Problem to work on. From the entries below, copy every line that holds the word "custom".
------------
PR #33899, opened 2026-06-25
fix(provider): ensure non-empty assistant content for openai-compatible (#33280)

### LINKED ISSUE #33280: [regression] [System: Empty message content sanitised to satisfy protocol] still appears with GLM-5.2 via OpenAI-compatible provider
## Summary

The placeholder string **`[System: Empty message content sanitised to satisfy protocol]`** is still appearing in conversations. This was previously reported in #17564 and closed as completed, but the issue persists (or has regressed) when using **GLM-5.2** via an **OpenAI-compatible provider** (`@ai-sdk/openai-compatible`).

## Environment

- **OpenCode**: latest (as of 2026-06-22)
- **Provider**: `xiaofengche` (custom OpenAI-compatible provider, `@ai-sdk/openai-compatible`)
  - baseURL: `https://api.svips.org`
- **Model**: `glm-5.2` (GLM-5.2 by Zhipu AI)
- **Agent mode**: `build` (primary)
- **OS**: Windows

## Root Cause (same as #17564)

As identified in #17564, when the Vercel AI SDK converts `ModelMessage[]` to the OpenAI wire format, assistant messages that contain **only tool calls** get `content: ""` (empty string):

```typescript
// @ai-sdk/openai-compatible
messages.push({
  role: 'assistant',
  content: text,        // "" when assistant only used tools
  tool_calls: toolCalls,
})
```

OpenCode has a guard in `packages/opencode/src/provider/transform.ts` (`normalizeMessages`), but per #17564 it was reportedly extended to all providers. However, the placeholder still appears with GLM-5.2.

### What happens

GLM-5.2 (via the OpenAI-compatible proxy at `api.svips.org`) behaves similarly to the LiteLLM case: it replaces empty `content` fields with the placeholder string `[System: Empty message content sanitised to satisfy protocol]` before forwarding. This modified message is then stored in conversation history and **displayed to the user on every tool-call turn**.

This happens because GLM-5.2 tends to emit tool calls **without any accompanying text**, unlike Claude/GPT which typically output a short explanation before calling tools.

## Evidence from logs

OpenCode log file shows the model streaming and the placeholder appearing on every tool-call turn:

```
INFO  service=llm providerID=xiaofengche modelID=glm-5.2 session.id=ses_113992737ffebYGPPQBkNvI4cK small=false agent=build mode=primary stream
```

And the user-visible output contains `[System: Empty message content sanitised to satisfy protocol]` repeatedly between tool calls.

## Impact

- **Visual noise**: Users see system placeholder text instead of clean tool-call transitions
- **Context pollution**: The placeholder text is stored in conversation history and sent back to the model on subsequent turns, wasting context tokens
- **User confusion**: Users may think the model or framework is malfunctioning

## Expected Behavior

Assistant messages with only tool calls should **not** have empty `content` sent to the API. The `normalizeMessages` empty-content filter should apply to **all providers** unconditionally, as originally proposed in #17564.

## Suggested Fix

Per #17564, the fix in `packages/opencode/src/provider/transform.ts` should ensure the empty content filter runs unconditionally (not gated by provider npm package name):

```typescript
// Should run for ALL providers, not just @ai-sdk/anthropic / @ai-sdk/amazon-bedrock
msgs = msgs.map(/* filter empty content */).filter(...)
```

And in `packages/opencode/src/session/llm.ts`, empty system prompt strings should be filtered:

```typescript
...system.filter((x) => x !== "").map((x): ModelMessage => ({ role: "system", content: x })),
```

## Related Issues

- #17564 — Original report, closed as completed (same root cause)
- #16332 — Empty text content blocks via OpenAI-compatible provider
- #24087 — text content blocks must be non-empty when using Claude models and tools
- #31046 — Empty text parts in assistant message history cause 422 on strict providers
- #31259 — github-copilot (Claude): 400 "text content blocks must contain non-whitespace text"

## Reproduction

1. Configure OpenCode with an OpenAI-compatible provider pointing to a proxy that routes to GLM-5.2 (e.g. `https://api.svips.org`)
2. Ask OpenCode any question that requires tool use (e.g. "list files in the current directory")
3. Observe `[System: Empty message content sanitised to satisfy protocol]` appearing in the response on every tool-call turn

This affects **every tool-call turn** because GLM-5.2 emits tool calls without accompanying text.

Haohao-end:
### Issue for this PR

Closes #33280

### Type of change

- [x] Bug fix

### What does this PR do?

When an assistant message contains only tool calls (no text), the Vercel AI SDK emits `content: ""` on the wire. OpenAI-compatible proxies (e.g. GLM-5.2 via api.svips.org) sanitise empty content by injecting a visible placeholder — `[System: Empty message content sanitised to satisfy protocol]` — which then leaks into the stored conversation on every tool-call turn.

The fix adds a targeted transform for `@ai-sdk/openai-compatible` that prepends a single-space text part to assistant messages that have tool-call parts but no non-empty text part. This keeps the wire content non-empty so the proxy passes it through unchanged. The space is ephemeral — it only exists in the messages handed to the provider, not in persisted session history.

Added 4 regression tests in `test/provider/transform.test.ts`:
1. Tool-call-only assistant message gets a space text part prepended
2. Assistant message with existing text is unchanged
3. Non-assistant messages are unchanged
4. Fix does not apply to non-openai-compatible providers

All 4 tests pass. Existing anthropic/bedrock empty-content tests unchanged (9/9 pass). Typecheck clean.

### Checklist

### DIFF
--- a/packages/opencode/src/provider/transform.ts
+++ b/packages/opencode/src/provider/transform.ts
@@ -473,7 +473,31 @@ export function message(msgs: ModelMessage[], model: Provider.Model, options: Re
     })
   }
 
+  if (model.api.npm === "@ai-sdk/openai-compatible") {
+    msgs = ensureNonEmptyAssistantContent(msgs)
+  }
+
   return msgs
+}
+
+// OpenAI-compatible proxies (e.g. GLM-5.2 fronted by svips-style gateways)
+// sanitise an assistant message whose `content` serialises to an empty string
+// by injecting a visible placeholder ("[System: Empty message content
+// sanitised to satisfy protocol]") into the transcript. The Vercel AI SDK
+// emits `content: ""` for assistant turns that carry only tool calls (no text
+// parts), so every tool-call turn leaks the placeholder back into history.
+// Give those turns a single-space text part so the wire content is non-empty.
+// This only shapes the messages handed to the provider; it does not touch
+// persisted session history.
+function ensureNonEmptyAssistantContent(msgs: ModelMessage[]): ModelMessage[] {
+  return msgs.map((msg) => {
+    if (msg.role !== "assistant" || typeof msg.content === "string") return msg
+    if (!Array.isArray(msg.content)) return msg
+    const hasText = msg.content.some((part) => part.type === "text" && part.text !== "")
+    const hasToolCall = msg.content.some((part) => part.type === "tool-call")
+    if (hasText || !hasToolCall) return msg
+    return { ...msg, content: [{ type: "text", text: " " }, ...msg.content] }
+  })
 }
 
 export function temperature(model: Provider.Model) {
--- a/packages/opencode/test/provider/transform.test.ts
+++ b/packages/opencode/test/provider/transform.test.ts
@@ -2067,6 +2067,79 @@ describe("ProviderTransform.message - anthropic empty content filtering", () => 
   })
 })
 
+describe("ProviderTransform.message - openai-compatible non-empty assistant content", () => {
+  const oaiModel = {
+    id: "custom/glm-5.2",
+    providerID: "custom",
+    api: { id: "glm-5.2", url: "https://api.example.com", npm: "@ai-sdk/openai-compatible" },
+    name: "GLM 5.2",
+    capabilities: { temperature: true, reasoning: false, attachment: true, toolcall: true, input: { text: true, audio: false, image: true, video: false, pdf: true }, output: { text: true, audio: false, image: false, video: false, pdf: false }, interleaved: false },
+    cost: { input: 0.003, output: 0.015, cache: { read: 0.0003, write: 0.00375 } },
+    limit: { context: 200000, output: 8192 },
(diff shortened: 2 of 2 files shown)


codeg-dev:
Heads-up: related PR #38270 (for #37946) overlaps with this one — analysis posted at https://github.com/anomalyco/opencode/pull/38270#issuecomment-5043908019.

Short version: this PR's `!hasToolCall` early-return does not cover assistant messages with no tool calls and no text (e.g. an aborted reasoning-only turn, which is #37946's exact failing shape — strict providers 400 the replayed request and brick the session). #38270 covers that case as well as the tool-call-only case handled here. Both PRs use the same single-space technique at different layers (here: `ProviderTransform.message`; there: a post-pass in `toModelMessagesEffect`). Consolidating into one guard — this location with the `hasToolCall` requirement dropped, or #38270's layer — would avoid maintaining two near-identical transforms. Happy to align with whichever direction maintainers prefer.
------------
Task result.
- **Provider**: `xiaofengche` (custom OpenAI-compatible provider, `@ai-sdk/openai-compatible`)
+    id: "custom/glm-5.2",
+    providerID: "custom",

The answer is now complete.